Task requirements
Where the word "files" shows up in a line below, that line is counted. State how many lines are counted, without any other words.

═════ Records supplied

PR #368, opened 2019-01-22
Fix: send inventory blocks in same order as requested

anler:
When requesting blocks with an `InventoryRequest` message, the node was sending the blocks in inverse order causing a bit of trouble. This fix makes the node send the blocks in the requested order.

This PR supersedes #361

### DIFF
--- a/core/src/actors/session/handlers.rs
+++ b/core/src/actors/session/handlers.rs
@@ -1,10 +1,11 @@
-use std::io::Error;
-
 use actix::io::WriteHandler;
 use actix::{
-    Actor, ActorContext, ActorFuture, AsyncContext, Context, ContextFutureSpawner, Handler,
-    StreamHandler, System, WrapFuture,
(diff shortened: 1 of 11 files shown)


core/src/actors/session/handlers.rs
```diff
@@ -97,17 +101,31 @@ impl StreamHandler<BytesMut, Error> for Session {
...
+                            .collect();
+
+                        future::join_all(item_requests)
+                            .into_actor(self)
+                            .map_err(|e, _, _| error!("Inventory request error: {}", e))
+                            .and_then(|item_responses, session, _| {
+                                for item_response in item_responses {
+                                    match item_response {
+                                        Ok(item) => send_inventory_item_msg(session, item),
+                                        Err(e) => error!("Inventory result is error: {}", e),
```
lrubiorod:
```suggestion
                                        Err(e) => warn!("Inventory result is error: {}", e),
```

PR #371, opened 2019-01-23
Do not announce candidate

anler:
When sending the inventory announcement, do not send block candidate of the current epoch. Right now we are sending it, problem is that it won't be persisted until the next epoch, so when the inventory is requested, that block won't be found in the storage.

This PR supersedes #368


tmpolaczyk:
This change is not needed after #367 is merged, because the `GetBlocksEpochRange` message will only return consolidated blocks.

PR #913, opened 2019-12-13
RadonBytes/RadonMixed refactor Part2

lrubiorod:
Close #907 
Close #908 
Close #916

PR #922, opened 2019-12-19
feat: autogenerate tests in examples/

### LINKED ISSUE #916: Automatize data request json creation process in /examples
It is very annoying to modify the data request script bytes manually

tmpolaczyk:
Close #916

Autogenerate but not overwrite: the files still need to be updated manually, but now it's just one copy paste.


lrubiorod:
Added to #913 PR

══════════

Solved problem
2